# The do's and the don'ts of bikepacking



## Eat Drink LiveMTB (Mar 8, 2013)

He all I was wandering if there is anything that I shouldknow about bikepacking before I actually go out and try it. You know the dosand the don'ts, the things I don't what to lean first hand, other than the obviousthing like bring plenty of water and food. Any advice will be appreciated sofeel free to ramble on and on, thanks.


----------



## owtdorz (Apr 26, 2012)

Just a short overniter first.
Also check out here:
Bikepacking.net forums - Index


----------



## Eat Drink LiveMTB (Mar 8, 2013)

Yeah that's what i was planning doing, and thanks for the link i will check it out.


----------



## RandomGuyOnABike (Mar 5, 2013)

Some odd things that are relevant / easily missed:

*Do's*

Take a first aid kit
Learn how to use said first aid kit
If the weather forecast calls for clear skies, take a rain kit, cause it will probably rain
Sticks and stones will break your bones.. they can also be used to make fire.
Let someone know were you are going.
*
Don't's*

Pack "just enough". Emergency situations can and will happen.
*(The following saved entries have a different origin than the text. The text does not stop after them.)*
PR #8497, opened 2022-12-19
Opt: include more fields in JSON representation of Opt values

tarleb:
I'm not sure if those were left out intentionally?

### DIFF
--- a/src/Text/Pandoc/App/Opt.hs
+++ b/src/Text/Pandoc/App/Opt.hs
@@ -184,16 +184,16 @@ instance FromJSON Opt where
        <$> o .:? "tab-stop" .!= optTabStop defaultOpts
        <*> o .:? "preserve-tabs" .!= optPreserveTabs defaultOpts
        <*> o .:? "standalone" .!= optStandalone defaultOpts
-       <*> o .:? "from"
-       <*> o .:? "to"
+       <*> o .:? "from" .!= optFrom defaultOpts
+       <*> o .:? "to" .!= optTo defaultOpts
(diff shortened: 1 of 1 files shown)


jgm:
I think they were; the idea is that if these get Nothing values, they'll be treated as defaults anyway.
Given that, is there any reason to fill in the defaults in JSON parsing?

tarleb:
I experimented with a `pandoc.cli.convert` Lua function that would receive an `Opt` value, using `peekViaJSON` to retrieve the value. I was confused when not all values made it through.

I'm not sure yet what to think of that experiment, so this change might not be necessary.

jgm:
It shouldn't be necessary if you're just passing the Opt back into convertWithOpts.

jgm:
Well, it is odd that some fields have the default inserted here, and others don't. I don't really remember why and will have to have a closer look.

src/Text/Pandoc/App/Opt.hs
```diff
@@ -184,41 +184,41 @@ instance FromJSON Opt where
        <$> o .:? "tab-stop" .!= optTabStop defaultOpts
        <*> o .:? "preserve-tabs" .!= optPreserveTabs defaultOpts
        <*> o .:? "standalone" .!= optStandalone defaultOpts
-       <*> o .:? "from"
-       <*> o .:? "to"
+       <*> o .:? "from" .!= optFrom defaultOpts
+       <*> o .:? "to" .!= optTo defaultOpts
```
jgm, line 188: optForm and optTo defaultOpts are both Nothing, so adding this has no effect. Perhaps that's why I left it off.
Similarly for optTemplate.
Haven't checked all the others.

PR #11075, opened 2025-08-23
common.latex: add RTL support for LuaTeX engine

rrthomas:


rrthomas:
I'm baffled by the test failure now, sorry: I see the fail message, but the diff between actual and expected output appears to be empty.

jgm:
I'm baffled too. I'll merge this and see if I can figure it out on my end.

jgm:
It was a difference involving a newline at end of file.
I modified your commit and force-pushed to main.

Issue #11076, opened 2025-08-23
PDF generation with typst fails


TuongNM:
The current main branch (at 93f8145f as of this writing) fails to generate PDFs using typst from a simple markdown file.

Compiling pandoc-cli and running `pandoc -t typst -o test.pdf test.md`
causes the following error:

```
error: expected string or array, found none
   ┌─ toPdfViaTempFile177255-0.typ:64:12
   │
64 │     author: authors.map(author => content-to-string(author.name)).join(", ", last: " & "),
   │             ^^^^^^^^^^^^^^^^^^^^^^^^^^^^^^^^^^^^^^^^^^^^^^^^^^^^^^^^^^^^^^^^^^^^^^^^^^^^^

help: error occurred in this call of function `conf`
    ┌─ toPdfViaTempFile177255-0.typ:142:14
    │  
142 │   #show: doc => conf(
    │ ╭───────────────^
143 │ │   abstract-title: [Abstract],
144 │ │   pagenumbering: "1",
145 │ │   cols: 1,
146 │ │   doc,
147 │ │ )
    │ ╰─^
```

This seems to have been caused by the template changes in https://github.com/jgm/pandoc/pull/9970

[test.md](https://github.com/user-attachments/files/21952769/test.md)

jgm:
@christopherkenny can you have a look at this?

jgm:
I have reverted #9970 for now.

christopherkenny:
Sorry about that @jgm. I just made a small PR which writes the metadata more cautiously.

jgm:
Closed by 6070ad2

PR #11078, opened 2025-08-24
Write Typst data more cautiously

christopherkenny:
In response to #11076. Now makes multiple calls to write document metadata.


data/templates/template.typst
```diff
@@ -29,9 +29,13 @@
...
   set document(
     title: title,
+  ) if title != none
+  set document(
     author: authors.map(author => content-to-string(author.name)),
+  ) if authors != none
+  set document(
     keywords: keywords,
-  )
+  ) if keywords != none
```
jgm, line 38: If I'm not mistaken, `authors` is the only one that really needs this treatment.  For the others, we have checks for `!= none` down below where they are used.  Why move the `content-to-string` business into the clause below where `authors` are rendered -- it already has a check for `none` -- and then this part can be simple again?

christopherkenny: The error I see in the issue is:
`expected string or array, found none`.

This fixes that because `content-to-string` breaks on `none` since you can't access fields.

Is there another issue?

jgm: Oh, I understand now; I wasn't looking at the whole context.

I reverted your original change.  Did you want to integrate those back into this PR?  OR should I apply this now first?

christopherkenny: Conceptually, yes, `content-to-string` creates strings, but it's operating on the map, which is creating an array of strings. This block converts it from an array of `content` which is Typst's type for (broadly put) structured text to an array of `str`s. Then that array is joined element-wise with `,` or `&` if it's the last entry.

Let me rebuild this sometime today and verify.

PR #11082, opened 2025-08-25
Explain how to set descriptive alt text as well as caption

yaxu:
Ref discussion here: https://github.com/jgm/pandoc/discussions/11081

### DIFF
--- a/MANUAL.txt
+++ b/MANUAL.txt
@@ -5634,7 +5634,8 @@ The link text will be used as the image's alt text:
 
 An image with nonempty alt text, occurring by itself in a
 paragraph, will be rendered as a figure with a caption.  The
-image's alt text will be used as the caption.
+image's alt text will be used as the caption. To set alt text 
+as well as a caption, use the 'alt' link_attribute (see below).
 
     ![This is the caption](/url/of/image.png)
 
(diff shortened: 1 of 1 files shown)


yaxu:
As an aside, as a fellow maintainer of a popular Haskell app, I am moving my projects away from the closed-source [microsoft](https://www.theverge.com/news/757461/microsoft-github-thomas-dohmke-resignation-coreai-team-transition) github for ethical reasons ([e.g.](https://www.bdsmovement.net/microsoft)), and recommend codeberg.org as a nice alternative.

MANUAL.txt
```diff
@@ -5634,7 +5634,8 @@ The link text will be used as the image's alt text:
 
 An image with nonempty alt text, occurring by itself in a
 paragraph, will be rendered as a figure with a caption.  The
-image's alt text will be used as the caption.
+image's alt text will be used as the caption. To set alt text 
+as well as a caption, use the 'alt' link_attribute (see below).
```
jgm, line 5638: I'd suggest using `` `alt` `` instead of `'alt'`.

MANUAL.txt
```diff
@@ -5657,7 +5658,7 @@ and the caption and figure tags will be omitted.
 
 Attributes can be set on links and images:
 
-    An inline ![image](foo.jpg){#id .class width=30 height=20px}
+    An inline ![image](foo.jpg){#id .class width=30 height=20px alt="Alt text"}
```
jgm, line 5661: This is not a good example, because in this inline image, the alt text will be set from the image description. Thus, you can just do `alt text`.  You would only have a reason to use `alt=` when the image is by itself in a paragraph, when the `implicit_figures` extension is set.

jgm:
I'm going to make a change addressing this.

yaxu:
Thanks!

PR #11084, opened 2025-08-25
Proposal to add new pandoc wrapper tool to pandoc.org/extras.html

castedo:
This is a proposal to add an entry to https://pandoc.org/extras.html.

As the author of the tool, obviously I'm not unbiased on whether this entry is worth adding. :sweat_smile:

If y'all think it is worth adding, here's a PR all ready to merge (assuming this is the right source file for the webpage).

Feel free to ask any critical questions or clarifications on this wrapper tool.


jgm:
Sure, seems a worthy addition!

PR #11085, opened 2025-08-26
Support header and footer in MAN reader

### LINKED ISSUE #11079: Man conversion to markdown looses headers
I was generating a couple of markdown files from some manual pages when I noticed that some headers were missing in the conversion.

For example the header of the `curl` man page:
```roff
.TH curl 1 "October 23 2022" "curl 7.86.0" "curl Manual"
```

Results in the following markdown, when running `pandoc -s test.1 --output test.md` with just the above in an empty file:

```md
---
date: October 23 2022
section: 1
title: curl
---

```

In my own testing I see that if you add `header: curl Manual` to the markdown file, the fifth position is correctly filled in; however I have no idea in how the fourth one is "translated". 

```
  .TH curl 1 "October 23 2022" "curl 7.86.0" "curl Manual"
                               _____________
```

I've tried adding it as `source: curl 7.86.0` but no such luck.

I'm quite new with using pandoc, please let me know if this is just a user error.

## Software versions

```
MacOS:     13.2.1
Bash:      5.3.0
pandoc:    3.7.0.2
Features:  +server +lua
Engine:    Lua 5.4
```

SeanESCA:
This PR resolves #11079 by reading the source and manual arguments of the [`TH`](https://manpages.ubuntu.com/manpages/jammy/man7/man-pages.7.html) command into the metadata as footer and header, respectively.


jgm:
thanks!

Issue #11073, opened 2025-08-22
Ods to markdown conversion runs infinitely : stuck


edi9999:
**Problem Description**

When executing the following command:

```
pandoc AntarcticaTemps.ods -o - -t markdown
```

using the file [AntarcticaTemps.ods](https://github.com/user-attachments/files/21944915/AntarcticaTemps.ods), the process consumes 100% CPU and runs indefinitely, or for an extended period of several minutes. The expected behavior is to receive either a result or an error message within 1-5 seconds.

**Pandoc Version**

$ pandoc --version
pandoc 3.7.0.2
Features: +server +lua
Scripting engine: Lua 5.4

jgm:
`.ods` (what is that?) is not a supported format, so pandoc tries interpreting it using the default format, which is markdown.  Not surprising that this causes problems.

edi9999:
Oh I understand.

Ods is the equivalent of xlsx for spreadsheets in libreoffice : https://www.libreoffice.org/discover/what-is-opendocument/

Maybe we could say that if the input file is a zipped file (magic mime of : 50 4B 03 04 → “PK\x03\x04”), then, if we did't recognize it as a handled file, we just throw an error saying we can't convert a zip file ?

jgm:
That's a good idea.

jgm:
Perhaps the best place for this would be in
https://github.com/jgm/pandoc/blob/main/src/Text/Pandoc/Class/PandocMonad.hs#L463-L483
We'd need a new constructor for PandocError, something like PandocInputNotText.

edi9999:
Thanks a lot for the contribution @reptee !

PR #11087, opened 2025-08-27
fix: recognize zip and fail early

reptee:
Fixes <https://github.com/jgm/pandoc/issues/11073> by implementing proposed changes <https://github.com/jgm/pandoc/issues/11073#issuecomment-3216812903>. I would like to implement test case or two, but not sure how to test whether converting something fails correctly. For now I verified that by hand. If someone can suggest where do I put the assets (one .zip and one .ods) and how to check that something fails with expected code (I skimmed through tests and see only comparison between produced and expected native output), I will implement the tests as well.

1. Specify .ods as input

   `cabal run ./pandoc-cli -- -i AntarcticaTemps.ods -o - -t native`

   ```
   [WARNING] Could not deduce format from file extension .ods
     Defaulting to markdown
   Expected text as an input, but received file AntarcticaTemps.ods of type zip.
   If you supplied something based on zip (eg. .ods) double check
   the format is supported (.odt/.docx are supported). To force specific
   input format, use -f FORMAT.
   ```

2. Read .ods from stdin

   `cabal run ./pandoc-cli -- -i - -o - -t native < AntarcticaTemps.ods`

   ```
   Expected text as an input, but received stdin input of type zip.
   If you supplied something based on zip (eg. .ods) double check
   the format is supported (.odt/.docx are supported). To force specific
   input format, use -f FORMAT.
   ```

3. Read .ods from stdin and specify reader

   `cabal run ./pandoc-cli -- -f ods -i - -o - -t native < AntarcticaTemps.ods`

   ```
   Unknown input format ods
   ```

4. Provide .docx as input

   `cabal run ./pandoc-cli -- -i test/docx/tabs.docx -o - -t native`

   ```
   [ Para
       [ Str "Some"
       , Space
       , Str "text"
       , Space
       , Str "separated"
       , Space
       , Str "by"
       , Space
       , Str "a"
       , Space
       , Str "tab."
       ]
   , Para [ Str "Tab-indented" , Space , Str "text." ]
   ]
   ```

5. Read .docx from stdin

   `cabal run ./pandoc-cli -- -i - -o - -t native < test/docx/tabs.docx`

   ```
   Expected text as an input, but received stdin input of type zip.
   If you supplied something based on zip (eg. .ods) double check
   the format is supported (.odt/.docx are supported). To force specific
   input format, use -f FORMAT.
   ```

6. Read .docx from stdin and specify reader

   `cabal run ./pandoc-cli -- -i - -f docx -o - -t native < test/docx/tabs.docx`

   ```
   [ Para
       [ Str "Some"
       , Space
       , Str "text"
       , Space
       , Str "separated"
       , Space
       , Str "by"
       , Space
       , Str "a"
       , Space
       , Str "tab."
       ]
   , Para [ Str "Tab-indented" , Space , Str "text." ]
   ]
   ```

Thank you for the invaluable tool.


jgm:
Thanks for this!  However, on thinking about it some more, I think I've come up with a better/simpler solution.
Stand by...

jgm:
See my TODO comment added in 73b5908825fe60de50848d67f8ca390be58207c2 for the proper place to put the zip check (changed my mind on this).

Also, in 1bf2564b5cd363c0b5c92b73a6912de98782a883 I added code that will give a more informative error if someone tries to read an .ods.  Still probably worth checking for the zip signature in the place indicated, but not as urgent now -- if you think it's a good idea, go ahead and modify your PR.

Note: I'd prefer a more concise error message without the extra supplement for "zip".

reptee:
I gave it some thought too and think it is too late to check for binary signatures, because if supported file is detected (ie. .docx), then it would make sense to propagate upwards and use appropriate reader, but again, if we detect binary signatures, we should detect text formats too and it should be detected in the `convertWithOpts'`

https://github.com/jgm/pandoc/blob/1bf2564b5cd363c0b5c92b73a6912de98782a883/src/Text/Pandoc/App.hs#L152-L162

and not after the decision on whether or not format is textual.

I may overthink things

reptee:
Just ran pandoc piping docx to it and it oomed, so the signature check may come in handy :sweat_smile: 

But handling the binary signature when already sent to `inputToText` still feels wrong

Wrapping up, I can't decide whether it is a good idea, but if you think this is appropriate place for checking signatures, I am happy to (try to) implement that

jgm:
My thinking is that `inputToText` is the only place we currently read any of the input; it's nice to have that localized.  We could "take a sip" of the input at the beginning of the whole process just to check for a zip signature, but that adds an unnecessary IO access to every use of pandoc, just to deal with a case that is going to be pretty infrequent.

If I were starting over at this point, I'd be tempted to remove the behavior that defaults to markdown as input format, and require this to be specified explicitly for files without a `.md` extension.  But that would be a big breaking change.

reptee:
I simplified the error message and added a few more formats that (I assume) would be of interest to convert from: DjVu, old MS/Office formats, PDF but are unsupported

I used <https://en.wikipedia.org/wiki/List_of_file_signatures> as a reference and verified they are recognized by hand with `cabal run ./pandoc-cli -- -i - < somefile`

jgm:
Great!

My rule of thumb is for each day planned, I take 3 days worth of supplies (ie: food)
Eat things in nature unless you have experience with identifying those things. Bright colored "things" are usually a sign of deadly / poisonous things.
Leave your cellphone behind. You can leave it off, but you may need to call someone.
Depend on technology.

I'm sure there are a million more things, but yea, your number one priority should always be to stay safe.


----------



## ascarlarkinyar (Apr 24, 2012)

water is one of the most important things we need to survive. you can go longer without eating than drinking.

that being said, without food your not going to be able to keep going forward.

staying warm is also high on the list. staying dry when it's freezing is also important.

keeping feet/hands/face from not freezing is often overlooked. the usual shoes/gloves are not warm enough below 40 degrees.

a little extra is better than not enough. practice with short trips and work your way up.

always have a plan "B" and "C" and who can rescue you if you need it.

a tough trip can be the best one. too tough of a trip will be a nightmare.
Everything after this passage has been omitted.